Programming and Corruption: an Anomaly

As someone who has always been interested in politics and computer science, I never really put much thought into putting them both together – until a dark and rainy night when I decided to put Google Trends to the test in its ability to find interesting data correlations.

I had always believed that some programming languages attracted different crowds than others, and I had developed stereotypes for various languages (validity pending): Perl was for system administrators, JavaScript was “hip, new, and fast”, and Java was a tested, true, and bulky language that was used only in enterprise-level companies (and a quirky game to boot). The fact was that as an American, I stereotype way too easily!


The issue is that some stereotypes are true to a degree (yes, we all have guns). I decided the only way to prove or disprove the many predefined stereotypes of mine would be to test with some data. Lo and behold, my question: is there any correlation (causation?) between programming language popularity and government corruption?

Yes, I am aware that computer language choice and government corruption are two very different subjects, and don’t necessarily say anything about the people that use them. It could all be a coincidence… or not.
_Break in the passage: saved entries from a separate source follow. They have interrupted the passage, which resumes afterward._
PR #540, opened 2021-12-14
cleanup: Remove publisher.Close method

imjasonh:
This was nearly always only implemented `return nil`, and the one case it wasn't (tarball publishing), it didn't do anything that needed to be done in `Close` anyway. This simplifies the interface, making it harder to accidentally forget to call `defer publisher.Close()` and wonder whether you're leaking resources.

This also removes a `bad practice` in pkg/publish/tarball.go which was only done because we were `defer`ring `Close()`.

### DIFF
--- a/pkg/publish/tarball.go
+++ b/pkg/publish/tarball.go
@@ -80,8 +80,6 @@ func (t *tar) Publish(_ context.Context, br build.Result, s string) (name.Refere
 
 	log.Printf("Saving %v", t.file)
 	if err := tarball.MultiRefWriteToFile(t.file, t.refs); err != nil {
-		// Bad practice, but we log  this here because right now we just defer the Close.
-		log.Printf("failed to save %q: %v", t.file, err)
 		return nil, err
 	}
 	log.Printf("Saved %v", t.file)
--- a/pkg/publish/tarball.go
+++ b/pkg/publish/tarball.go
@@ -78,6 +78,14 @@ func (t *tar) Publish(_ context.Context, br build.Result, s string) (name.Refere
 		t.refs[ref] = img
 	}
 
+	log.Printf("Saving %v", t.file)
+	if err := tarball.MultiRefWriteToFile(t.file, t.refs); err != nil {
+		// Bad practice, but we log  this here because right now we just defer the Close.
+		log.Printf("failed to save %q: %v", t.file, err)
+		return nil, err
+	}
+	log.Printf("Saved %v", t.file)
+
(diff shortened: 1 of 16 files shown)


imjasonh:
@halvards Is there any concern with this breaking anything in Skaffold?

pkg/publish/tarball.go
```diff
@@ -78,6 +78,12 @@ func (t *tar) Publish(_ context.Context, br build.Result, s string) (name.Refere
 		t.refs[ref] = img
 	}
 
+	log.Printf("Saving %v", t.file)
+	if err := tarball.MultiRefWriteToFile(t.file, t.refs); err != nil {
```
jonjohnsonjr, line 82: This makes writing to a tarball super slow :/

imjasonh: This is the same as what was in `Close`, how is this any different?

jonjohnsonjr: `ko resolve` et al will call `Publish` multiple times, so we would end up serializing and writing the tarball once for every image that gets published instead of just once per invocation.

jonjohnsonjr: https://www.joelonsoftware.com/2001/12/11/back-to-basics/#:~:text=code%20uses%20the-,Shlemiel%20the%C2%A0painter%E2%80%99s%20algorithm,-.%20Who%20is%20Shlemiel

imjasonh: Ahh that makes sense.

In that case, should we also have the defalt publisher enqueue images to publish, and only actually write them once the publisher is `Close`d? This implementation seems to be unique to the tarball publisher, but it requires changes to all the other implementations to account for it.

How does `ko resolve --tarball` even work? What ends up in the YAML? 🤔

jonjohnsonjr: > This implementation seems to be unique to the tarball publisher

Tarball is unique as a publisher in that it's impossible to do incremental writes to it because we have to serialize everything :/

> What ends up in the YAML?

What you'd expect.

Another option here would be to construct the tarball contents in a tempdir and tar it up once we're done, but we'd still need to know when we're done :/

imjasonh:
I'm fine closing this, but I think what I've learned is that `--tarball` mode is potentially under-utilized in general, and almost definitely under-exercised by any of us maintainers. Not supporting multi-platform images seems like a real gap (not to mention SBOMs, signatures, etc.). If it gives us any trouble in the future I'd like to consider deprecating and removing it in favor of `--oci-layout-path`.

Issue #535, opened 2021-12-13
SBOM generation fails on Windows


imjasonh:
https://github.com/google/ko/runs/4508967288?check_suite_focus=true#step:4:91

```
++ go run ./ publish ./ --platform=windows/amd64 --preserve-import-paths
2021/12/13 16:28:50 Using base mcr.microsoft.com/windows/nanoserver:1809 for github.com/google/ko
2021/12/13 16:28:50 Building github.com/google/ko for windows/amd64
C:\Users\RUNNER~1\AppData\Local\Temp\ko2792353245\out: not executable file
2021/12/13 16:29:33 Loading ko.local/github.com/google/ko:f16f6b389d4d4ccfc1db0524e5f8ec6b315fc6a4e080f0ffe17f5074aa4a6d2a
2021/12/13 16:29:34 Loaded ko.local/github.com/google/ko:f16f6b389d4d4ccfc1db0524e5f8ec6b315fc6a4e080f0ffe17f5074aa4a6d2a
2021/12/13 16:29:34 Adding tag latest
2021/12/13 16:29:34 Added tag latest
```

The binary built by `go build` on Windows doesn't seem to be executable when we run `go version -m` on it, which causes SBOM generation to fail. Interestingly, this doesn't seem to block pushing the rest of the image.

cc @mattmoor

mattmoor:
Why didn't CI catch this? 🤔

imjasonh:
`ko publish` doesn't fail, so e2e tests on Windows didn't care.

This sounds like it may also be a gap in e2e tests, we should consider adding a `cosign download sbom` to the mix. That would probably require us to also push to a local registry, instead of just to `ko.local` like we do today.

mattn:
Container image does not exists in the registory at the first time. So cosigin download sbom will fail.

mattn:
Ah, sorry. It is registory of base image. However I don't know why this fail always.

```
C:\>cosign download sbom gcr.io/distroless/static:latest
Error: image not found in registry
main.go:46: error during command execution: image not found in registry
```

PR #543, opened 2021-12-14
chmod the Go binary before SBOMing it

imjasonh:
Fixes https://github.com/google/ko/issues/535 (🤞)

I don't know why this would be necessary, `go build` should produce an executable binary already, but `go version -m` on Windows seems to disagree.

Let's see what the e2e test on Windows says.


imjasonh:
Nope: https://github.com/google/ko/runs/4521735128?check_suite_focus=true#step:4:99

```
C:\Users\RUNNER~1\AppData\Local\Temp\ko4218645900\out: not executable file
```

I decided to compare six popular programming languages: JavaScript, PHP, Python, Java, Perl, and Ruby. I used the data from the Corruptions Perception Index to compare the countries, and the “Regional Interest” section of Google Trends for each keyword to deduce the most popular countries.

Three notecards, 45-50 unique countries and a flashback to 5th grade math later, a correlation appeared. An anomaly, right in the numbers themselves. I couldn’t believe it. Some languages (Perl and Ruby) topped the leaderboards with primarily English speaking, first-world countries, while other languages (PHP and Java) tailed with a hodgepodge of developing countries, out of primarily Africa and Asia.

When I took those same countries for each respective language and calculated the average corruption ranking (from the Corruption Perception Index), the data was definitive and clear. There was indeed correlation between specific programming languages and the corruption level of the countries they were most popular in!

Perl – most commonly used by Luxembourg, Japan, India, Germany, the United States and Singapore – showed the best average corruption ranking at 71.7 (higher is better). It was followed by Ruby (New Zealand and USA), then Python (Cuba and Iceland), JavaScript (India and Cuba), and finally PHP (Cuba and the Phillipines). Bringing up the rear was Java: with an average corruption ranking of 33.4, its top 10 assortment of countries contained Cameroon, Togo, Bangladesh, Madagascar, and Indonesia.

Per capita [1], Java and PHP are substantially more popular in corrupt countries, when compared to alternatives like Python and Perl.

Maybe a graph will help you visualize the percepted corruption for each language. The highest score achieved in 2013 for the corruption perception index was 91, for New Zealand and Denmark – and over two thirds of the countries surveyed scored below a 50 in the ranking.

corruption and programming languages

Yes, correlation does not imply causation – however, the anomaly here clearly lies in the numbers (and a nice graph). Programming language popularity per capita does indeed have unexpected associations with the corruption ranking for each respective country. Where do you stand on the scale?